*** INFORMATION ***
PR #647, opened 2023-10-26
Add config to filter out large queries from Snowflake query logs

mars-lan:
### 🤔 Why?

Sometimes there can be queries that insert a huge amount of raw data that should be ignored.

### 🤓 What?

As titled.

### 🧪 Tested?


elic-eon (approved):
LGTM!

PR #650, opened 2023-10-29
Extract column description from Unity Catalog tables

mars-lan:
### 🤔 Why?

The connector currently only extracts table-level descriptions but not column-level ones.

### 🤓 What?

As titled.

### 🧪 Tested?


usefulalgorithm (approved):
LGTM!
*** End of INFORMATION ***
WORK TASK: Note each line of the material holding "approved" and copy it out.

RESPONSE FOR THIS EXERCISE:
elic-eon (approved):
usefulalgorithm (approved):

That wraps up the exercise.